Your First Grammar

This tutorial walks through the whole CongoCC cycle on a deliberately tiny language: writing a grammar, generating a parser from it, and then compiling and running that parser to see the syntax tree it builds. The language we will parse is a comma-separated list of integers, such as 1, 2, 3.

This tutorial assumes you have the congocc.jar and a JDK 17+ on your path (see Installation).

Note

More complex examples are available in the examples/ directory of the source code repository, including the examples for the different target languages. These examples are automatically built and tested when ant test is run (see Installation).

See Example Grammars for a description of the examples shipped with CongoCC.

Writing the grammar

Create a file called NumberList.ccc with the following contents:

// NumberList.ccc -- a first CongoCC grammar.
// It parses a comma-separated list of integers, such as "1, 2, 3".
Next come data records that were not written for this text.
PR #160, opened 2025-10-28
Introduce `WeatherDatasetWithGraph` to return data and graph in training/inference samples

### LINKED ISSUE #70: Implement Model Sharding
### Description:
We should implement model sharding in neural-lam to allow for training with larger batch sizes without exhausting GPU vRAM. This feature will enable users to scale to larger models and improve training efficiency. Using high-res datasets with many input feature channels quickly exhausts even GPUs with 100GB vRAM. Currently, the batch-size must be reduced to 1-4 on many systems for such datasets.

### Proposed implementation:

1. Add sharding logic to model definition (see here for [bipartite_subgraph](https://github.com/ecmwf/anemoi-models/blob/86732c284f123d4d70d02aa857282f83bba04ba2/src/anemoi/models/distributed/khop_edges.py) & [here](https://github.com/ecmwf/anemoi-models/blob/86732c284f123d4d70d02aa857282f83bba04ba2/src/anemoi/models/distributed/graph.py)) 
2. Provide configuration options for sharding strategy as `train_model` flag

### Benefits:
- Train larger models with limited GPU resources
- Increase batch sizes for improved training + speed
- Enable future compatibility with Anemoi-Models (exchange models between frameworks)
- Allow training on high-res datasets with many features
- Allow training with large boundary areas

### Technical considerations:
- PyTorch's `DistributedDataParallel` should play well with `bipartite_graph`
- Ensure compatibility with existing model architectures (graph_lam and hi_lam)
- Add documentation and examples for using sharded models

This feature will significantly enhance neural-lam's capabilities for large-scale atmospheric modeling.

leifdenby:
## Describe your changes

This PR changes where the graph is loaded from disk, so that rather than being loaded within and belonging within the torch module of the forecasting model, instead *the graph is now contained as part of a training/inference batch*. Practically, this means that the PR makes the following changes:

- moves the loading of graphs from within `neural_lam.models.ar_model.ARModel` and into a new function in `neural_lam.graph_data` called `load_graph` that returns a new dataclass called `GraphEdgesAndFeatures`
- alters `neural_lam.interaction_net.InteractionNet` so that rather than taking adjacency lists as arguments when initialising an `Interactionet` (which make the edges of the graph fixed throughout training) the adjacency list should now be provided when calling `InteractionNet.forward(...)`. This means we can use different sets of edges (i.e. different graphs) during training
- introduces a dataclass called `GraphSizes` in `neural_lam.graph_data` which contains the different size-aspects of the graph which are required when creating the message-passing and embedding/de-embedding MLPs. A `GraphSizes` object can be derived from a `GraphEdgesAndFeatures` object, and this representation of the sizes is then passed in when creating the forecasting models `torch.nn.Module`.
- introduces new pytorch `Dataset` class called `neural_lam.weather_dataset.WeatherDatasetWithGraph` which is constructed from `neural_lam.weather_dataset.WeatherDataset` and a graph name. This pytorch dataset can then be passed to the data-loader and used during training/inference.

*So why did I do all of this?* This does seem like quite a significant change - I know!

There are two strong reasons for moving the graph itself (as in the edges it is made of) out of `ARModel` and instead treating it as part of the "data" to train on, specifically:

- it gives ability to train a model on different datasets (for example different geographical domains), i.e. this would be used in the case where we have different geographical domains but with the same physical variables and we want the model to learn how to do forecasting on both, and therefore learning message passing that is skillful for both geographical domains at the same time.
- enable work to use data-sharding already implemented in [pytorch-geometric](https://pytorch-geometric.readthedocs.io/en/latest/tutorial/distributed_pyg.html#graph-partitioning)

There are no dependency changes for this PR.

I have ensured that all tests execute, but I haven't completed any training yet. Would be very interested to hear thoughts by @matschreiner, @SimonKamuk and @observingClouds  on this! Marking this as draft for now until I get some feedback. Caveat: I did use openai codex for some of the refactoring to speed up my work, so I still need to go through carefully and check some of the docstrings before this is ready for proper review. I am looking forward feedback on the general approach first and foremost - thanks! 🥳 

## Issue Link

## Type of change

## Checklist for reviewers

- [ ] the code is readable
- [ ] the code is well tested

## Checklist for assignee

- [ ] the tests pass


joeloskarsson:
In general I think this would be a great change, thanks for starting to look at this! :) 

A considerations for this is if we want to always pass _the same_ graph object as part of the batch (for now, when there is only one graph). Looking quickly there seems to now be a deepcopy of the graph in the code, but is that really necessary? The downside of this change is that we have to keep moving the (same) graph from CPU memory to GPU memory in each batch. Optimally we could just put the graph in GPU memory, and make sure that the batch always contains a reference to it. But not sure if that is possible without a too messy solution. It would also only work for the current case, with one static graph (although, I expect this to still be the main use case in the future). The moving from CPU to GPU should incur with some overhead, but maybe it's not too bad. Should also depend on the size of the graph.

neural_lam/weather_dataset.py
```diff
@@ -601,6 +605,68 @@ def _is_listlike(obj):
...
+        Dimensional metadata describing the graph.
+    graph_payload : dict
+        Dictionary view of ``graph_edges_and_features`` used when returning
+        batches.
+    """
+
+    def __init__(
+        self,
+        weather_dataset: WeatherDataset,
+        graph_name: str,
```
matschreiner, line 631: I think that the graph logic should be isolated in a GraphModule or GraphProvider where all the attributes defined below lives. 

How I envision this would be something like

```
class GraphModuleBase(abc.ABC):
@abstractmethod
  def get_graph(idx?): 
     ...
   
class WMGModule(GraphModuleBase):
  def __init__(self, graph_name):
         graph_edges_and_features = load_graph(
              graph_dir_path=self.graph_dir_path, device=self.device
          )
          self.graph_edges_and_features = graph_edges_and_features
          self.graph_sizes = build_graph_sizes(graph_edges_and_features)
          self.graph_payload = graph_edges_and_features.as_batch_dict()
          self.hierarchical = self.graph_sizes.hierarchical
          ...
  
  def get_graph():
         return copy.deepcopy(self.graph_payload)

class WeatherDatasetWithGraph(...):
    def __init__( self,
            weather_dataset: WeatherDataset,
            graph_module: GraphModuleBase,
            device: str = "cpu",
        ):
        self.graph_module = graph_module
        self.dataset = weather_dataset
        ...

    def __getitem__(self, idx):
        sample = self.weather_dataset[idx]
        graph = self.graph_provider.get_graph(idx)
        return (sample, graph)
```

Then we can have any implementation of the GraphBaseModule.

neural_lam/weather_dataset.py
```diff
@@ -601,6 +605,68 @@ def _is_listlike(obj):
...
+        self.graph_sizes = build_graph_sizes(graph_edges_and_features)
+        self.graph_payload = graph_edges_and_features.as_batch_dict()
+        self.hierarchical = self.graph_sizes.hierarchical
+
+    def __len__(self):
+        return len(self.weather_dataset)
+
+    def __getitem__(self, idx):
+        sample = self.weather_dataset[idx]
+        return (*sample, copy.deepcopy(self.graph_payload))
```
matschreiner: Maybe for another PR, but I think that in general it would be nicer to pass batches around as dictionaries

neural_lam/models/ar_model.py
```diff
@@ -277,7 +277,25 @@ def common_step(self, batch):
         num_grid_nodes, d_forcing),
             where index 0 corresponds to index 1 of init_states
         """
-        (init_states, target_states, forcing_features, batch_times) = batch
+        if len(batch) == 5:
```
matschreiner: I think that this conditional unpacking based on len(batch) is a little brittle and also coupled to a specific batch structure. If we use the batches as dictionaries the check would be easier and more robust.

matschreiner: Maybe it is a little late in the pipeline to figure out how the model should work on graph data (this is part of the forward pass somewhere in the inheritance tree, right?). Could this be decided at instantiation time instead?

neural_lam/weather_dataset.py
leifdenby: yes I agree. But yes, maybe we should leave this for a separate PR

neural_lam/weather_dataset.py
leifdenby: ok, thanks for this! Let's talk more about it offline, because I need to understand a bit more your thoughts :)

leifdenby:
> A considerations for this is if we want to always pass _the same_ graph object as part of the batch (for now, when there is only one graph). Looking quickly there seems to now be a deepcopy of the graph in the code, but is that really necessary?

I completely agree, this shouldn't be required, no. It might be that I could refactor this using @matschreiner's `GraphProvider` idea where one could have implementations like `StaticGraphProvider` and `DynamicGraphProvider` which internally take care of whether to allocate once on given device (gpu or cpu) or on each call for dynamic graphs. I will think a bit more about this. Glad you think this is going in the right direction @joeloskarsson !

neural_lam/models/ar_model.py
leifdenby: Yes, I agree, it would be better with a dict. I will change that and see what the others think to this too

leifdenby: yes, I will remove the option to have a batch that doesn't not include the graph (the 4-element tuple), so that the graph is always required. Actually, I will just make this a dict like you suggested above

neural_lam/train_model.py
```diff
@@ -248,6 +249,18 @@ def main(input_args=None):
...
+    ModelClass = MODELS[args.model]
+
+    # Prepare graph metadata for graph-based models
+    graph_sizes = None
+    graph_name = args.graph if issubclass(ModelClass, BaseGraphModel) else None
+    if graph_name is not None:
+        graph_dir_path = datastore.root_path / "graph" / graph_name
+        _, graph_sizes = WeatherDatasetWithGraph.load_graph(
+            graph_dir_path=graph_dir_path
+        )
```
observingClouds: This does not work as WeatherDatasetWithGraph has no load_graph function. The error passed our cli test as it is currently very limited. It should probably be similar to the code in `test_training.py`:

```suggestion
        graph_features_and_edges = load_graph(graph_dir_path)
        graph_sizes = build_graph_sizes(graph_features_and_edges)
```

neural_lam/models/base_graph_model.py
```diff
@@ -15,33 +19,42 @@ class BaseGraphModel(ARModel):
...
-            else:
-                setattr(self, name, attr_value)
-
-        # Specify dimensions of data
-        self.num_mesh_nodes, _ = self.get_num_mesh()
+        self.graph_sizes = graph_sizes
+        self.hierarchical = graph_sizes.hierarchical
+        self.current_graph: Union[dict[str, Any], None] = None
+
+        self.num_mesh_nodes = graph_sizes.num_mesh_nodes
```
observingClouds: I know you want rather conceptual suggestions, but let me post some issues I found.

We set `self.graph_sizes = graph_sizes` and the property `self.num_mesh_nodes` is nothing else than returning `self.graph_sizes.num_mesh_nodes`, we can therefore delete the line
```suggestion
```

Issue #161, opened 2025-10-28
LaTeX error when running neural_lam.train_model


lorenzo30salgado:
When execution the command: `pdm run python -m neural_lam.train_model --config_path data/config.yaml --model graph_lam --graph multiscale --epochs 2 --processor_layers 4 --ar_steps_train 6 --ar_steps_eval 6 --num_past_forcing_steps 0 --num_future_forcing_steps 0 --val_steps_to_log 1 3 6`, I’m having this error message:

```
RuntimeError: latex was not able to process the following string:
b'lp'

Here is the full command invocation and its output:

latex -interaction=nonstopmode --halt-on-error --output-directory=tmp3jwbe_rz 94709c666295ff3d987a4eac032e9551.tex

This is pdfTeX, Version 3.14159265-2.6-1.40.19 (TeX Live 2018) (preloaded format=latex)
 restricted \write18 enabled.
entering extended mode
(./94709c666295ff3d987a4eac032e9551.tex
LaTeX2e <2017-04-15>
Babel <3.17> and hyphenation patterns for 3 language(s) loaded.
(/usr/share/texlive/texmf-dist/tex/latex/base/article.cls
Document Class: article 2014/09/29 v1.4h Standard LaTeX document class
(/usr/share/texlive/texmf-dist/tex/latex/base/size10.clo))

! LaTeX Error: File `type1cm.sty' not found.

Type X to quit or <RETURN> to proceed,
or enter new name. (Default extension: sty)

Enter file name: 
! Emergency stop.
<read *> 
         
l.7 \usepackage
               {type1ec}^^M
No pages of output.
Transcript written on tmp3jwbe_rz/94709c666295ff3d987a4eac032e9551.log.
```

I was wondering if anyone has had the same problem? For context, I’m using an ERA5 subset of data for my training, and I followed the workflow described in the README.

sadamov:
So what's happening is that whenever a plotting routine is called during training, certain labels and titles are allowed to use latex. From Slack:
> When running neural_lam.train_model, I’m having this error message after the first epochs: RuntimeError: latex was not able to process the following string: b'lp'

After a few epochs, I assume the first time validation is triggered, some plots are generated and you run into latex dependency issues. 

Now we don't expect the user to have latex installed and have implemented this check: https://github.com/mllam/neural-lam/blob/579efc8050d0f51c04c6b369f34126ac29e41106/neural_lam/utils.py#L232

[...]

PR #162, opened 2025-10-30
Implement more robust LaTeX availability check function

lorenzo30salgado:
Added a function to check for LaTeX availability and its toolchain, enhancing visualization capabilities.

## Describe your changes

Added a more robust function to check if LaTeX availability and its toolchains.
 
Please let me know if any changes are needed :)

## Issue Link

this makes reference to the issue #161.

## Type of change

-  [X]  🐛 Bug fix (non-breaking change that fixes an issue)

- [X] For any new/modified functions/classes I have added docstrings that clearly describe its purpose, expected inputs and returned values
- [X] I have given the PR a name that clearly describes the change, written in imperative form ([context](https://www.gitkraken.com/learn/git/best-practices/git-commit-message#using-imperative-verb-form)).

## Checklist for reviewers

- [X] the code is readable
- [X] the code is well tested
- [X] the code is documented (including return types and parameters)
- [X] the code is easy to maintain

## Checklist for assignee

- [x] the tests pass

### DIFF
--- a/CHANGELOG.md
+++ b/CHANGELOG.md
@@ -18,6 +18,8 @@ and this project adheres to [Semantic Versioning](https://semver.org/spec/v2.0.0
 - Fix the order in create_graph.py which caused wrong G2M and M2G
 [\#150](https://github.com/mllam/neural-lam/pull/150) @YUTAIPAN
 
+- Adding a more robust LaTeX availability check function [\#162](https://github.com/mllam/neural-lam/pull/162) @lorenzo30salgado
+
 
 ### Maintenance
 


neural_lam/utils.py
```diff
@@ -221,15 +221,51 @@ def make_mlp(blueprint, layer_norm=True):
     return nn.Sequential(*layers)
 
 
+def has_working_latex():
```
joeloskarsson, line 229: This is a great check! As this is a bit heavier to run now, and since it should always return the same thing during the course of the program running, I think we should cache the output of this function.

```suggestion
@cache
def has_working_latex():
```

(also requires importing [`functools.cache`](https://docs.python.org/dev/library/functools.html#functools.cache))

neural_lam/utils.py
```diff
@@ -221,15 +221,51 @@ def make_mlp(blueprint, layer_norm=True):
...
+$E=mc^2$ \LaTeX\ ok
+\end{document}
+""".lstrip()
+
+    try:
+        with tempfile.TemporaryDirectory() as td:
+            td = Path(td)
+            (td / "test.tex").write_text(tex_src, encoding="utf-8")
+            cmd = ["latex", "-interaction=nonstopmode", "-halt-on-error", "test.tex"]
+            subprocess.run(cmd, cwd=td, stdout=subprocess.PIPE, stderr=subprocess.PIPE, timeout=20, check=True)
```
sadamov: Did you check that 20s timeout is enough? The first latex run can be really slow on some machines. How much time did the subprocess roughly require when you tested it?

sadamov (commented):
thanks @lorenzo30salgado, this should really cover many more latex installations a user could have. 🙏 
The linting is currently failing in the checks below, could you run `pre-commit run --all-files` (see [here](https://github.com/mllam/neural-lam?tab=readme-ov-file#development-and-contributing)) in your branch and push?

sadamov:
> Introduce an option (e.g. --tex ?) to enable tex-based plotitng, but have it default off. That way any user that wants to use tex-based plotting have to explicitly make sure that they have an environment where that works.

Copied this comment over from #161. I would say we merge this bugfix now. If we think the `--tex` flag is still required at a later stage we can introduce it in a separate PR and discuss whether it should be off/on by default. ok?

neural_lam/utils.py
lorenzo30salgado: Thank you for your review! You’re right, it only needs to be checked once. I’m committing your suggestion.

neural_lam/utils.py
lorenzo30salgado: Thank you for your review! To be honest, I set the timeout to 20 seconds arbitrarily because I didn't want it to take any longer. However, you're right that if a user wants to use latex and it takes more than 20 seconds to check, they can expect to wait for longer than the current timeout. By having a flag --tex as you suggested #161, we can maybe also set the timeout manually.

neural_lam/utils.py
joeloskarsson: Great! I think you might have to import it as well (`from functools import cache` at the top of the file) for it to work. Please try it out.

lorenzo30salgado: You’re right. If you check my last commit I added that line.

sadamov (approved):
looks good now. please add an entry to the CHANGELOG and then I will assign the PR to myself and merge.

neural_lam/utils.py
sadamov: I tested this on my cluster, the check always took <<1s for both `false` or `true` outcome. So we can leave 20s for now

PARSER_PACKAGE = "org.example.numberlist";

// Whitespace to discard between tokens.
SKIP : " " | "\t" | "\r" | "\n" ;

// The two kinds of token in this little language.
TOKEN :
    <NUMBER : (["0"-"9"])+ >
  | <COMMA : "," >
;

// The start production: at least one number, with commas in between,
// anchored at the end of the input.
NumberList : <NUMBER> ( <COMMA> <NUMBER> )* <EOF> ;

Even this small file shows the major parts of a CongoCC grammar:

  • A setting, PARSER_PACKAGE, controls code generation — here, the package the generated classes go into. Settings are written NAME = value; at the top of the file; the full list is in Settings Reference.

  • A SKIP rule lists characters the lexer should silently discard. The TOKEN rule declares the token types the lexer can produce. Both are covered in Lexical Specification.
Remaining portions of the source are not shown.